Query 3. Advantageous comparison: Who am I comparing myself to and am I making this comparison to excuse my behavior?
Query 4. Displacement of responsibility: Am I responsible for doing harm or damage even though I want to put the blame on others?
Query 5. Diffusion of responsibility: Am I excusing the harm I am causing by blaming others or other factors?
Query 6. Disregard or distortion of consequences: Am I aware of all the possible harmful consequences of my actions?
Query 7. Dehumanization: Am I treating others as less than fully human individuals?
Query 8. Attribution of blame: Am I blaming the victim to excuse my harmful actions?

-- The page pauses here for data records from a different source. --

PR #428, opened 2021-07-30
add support for <timer handle>.when()

jensbjorgensen:
here's a simple implementation to add support for when() on a timer handle

### DIFF
--- a/tests/test_base.py
+++ b/tests/test_base.py
@@ -852,6 +852,15 @@ class TestBaseUV(_TestBase, UVTestCase):
         self.assertEqual(OK, 5)
         self.assertEqual(NOT_OK, 0)
 
+    def test_loop_call_later_handle_when(self):
+        cb = lambda: False  # NoQA
+        delay = 1.0
+        loop_t = self.loop.time()
+        handle = self.loop.call_later(delay, cb)
+        self.assertAlmostEqual(handle.when(), loop_t + delay, places=2)
+        handle.cancel()
+        self.assertTrue(handle.cancelled())
+
 
 class TestBaseAIO(_TestBase, AIOTestCase):
     pass
--- a/uvloop/cbhandles.pyx
+++ b/uvloop/cbhandles.pyx
@@ -308,6 +308,9 @@ cdef class TimerHandle:
     def cancel(self):
         self._cancel()
 
+    def when(self):
+        return self.timer.get_when() * 1e-3
+
 
 cdef format_callback_name(func):
     if hasattr(func, '__qualname__'):
--- a/uvloop/handles/timer.pyx
+++ b/uvloop/handles/timer.pyx
@@ -23,6 +23,7 @@ cdef class UVTimer(UVHandle):
         self.ctx = ctx
         self.running = 0
         self.timeout = timeout
+        self.start_t = 0
 
     cdef stop(self):
         cdef int err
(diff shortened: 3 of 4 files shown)


uvloop/handles/timer.pyx
```diff
@@ -41,6 +42,10 @@ cdef class UVTimer(UVHandle):
 
     cdef start(self):
         cdef int err
+        cdef timespec ts
+
+        timespec_get(&ts, 1)
+        self.when = ts.tv_sec + ts.tv_nsec*1e-9 + self.timeout*1e-3
```
1st1, line 48: Thanks for the contribution! I'd make this calculation on demand. Add a method to the Timer handle `get_when()`. Also we need tests.

jensbjorgensen: ok instead of calculating the thole thing there you're thinking I should cache the start time (as double instead of the timespec?) and then calculate off of the self.time in get_when, do I understand correctly?

jensbjorgensen: any update @1st1 ? Just looking for a little guidance before I reform my patch

1st1: Sorry for the delay! My idea was to do as little work as possible in `__cinit__` or `__init__`, offsetting the bulk of the work to `when()`.

jensbjorgensen: I see, so I need to at a minimum keep the current time I've sampled with timespec_get(...), so one option to avoid any calculation would be to just keep the timespec struct. I didn't go that route because it would require twice the storage as sizeof(timespec) == 16 vs. sizeof(self.when) == 8. Buf if it's your preference to cache the bytes and defer the calculation then I'll change it as you say. Is that your preference?

1st1: I think we should call `loop.time()` when the handle is created and store that time in the handle. The method returns monotonic time that's cached for the current iteration and that's what libuv is using internally to compute the timeouts. Then you'd simply need to add the timeout to that captured creation time in `.when()`

1st1: Also using `loop.time()` is the only way to get consistency with `loop.call_at()`.

jensbjorgensen: Ok sure, fair enough. That's certainly consistent with the documentation.

jensbjorgensen: Ok, pushed another commit. Works the way you mention and I added one test, not sure what other sort of testing will be worthwhile.

uvloop/cbhandles.pyx
```diff
@@ -308,6 +308,9 @@ cdef class TimerHandle:
     def cancel(self):
         self._cancel()
 
+    def when(self):
+        return self.timer.get_when()*1e-3
```
1st1, line 312:
```suggestion
        return self.timer.get_when() * 1e-3
```

1st1 (approved):
Great work, please fix the one remaining nit

jensbjorgensen:
ok, did that, so we're there?! :-D

elprans:
Tests seem to be failing in CI: https://github.com/MagicStack/uvloop/pull/428/checks?check_run_id=3292953606#step:7:2062

tests/test_base.py
```diff
@@ -852,6 +852,15 @@ async def main():
         self.assertEqual(OK, 5)
         self.assertEqual(NOT_OK, 0)
 
+    def test_loop_call_later_handle_when(self):
+        cb = lambda: False  # NoQA
+        delay = 0.01
+        loop_t = self.loop.time()
+        handle = self.loop.call_later(delay, cb)
+        self.assertAlmostEqual(handle.when(), loop_t + delay)
```
elprans, line 860:
```suggestion
        self.assertAlmostEqual(handle.when(), loop_t + delay, places=5)
```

Moral disengagement encourages follower participation in unethical, illegal and inhumane activities. Good people set aside their personal moral standards by justifying harmful behavior, minimizing personal responsibility, and devaluing victims. They then willingly engage in behaviors they would normally condemn. While followers are particularly vulnerable to moral disengagement mechanisms, they can resist by recognizing their personal moral agency. Individuals are responsible for their actions no matter how strong the outside pressures to disengage. Prompting self-examination through questions or queries is one way to highlight the follower’s role as moral agent and to blunt the power of moral disengagement.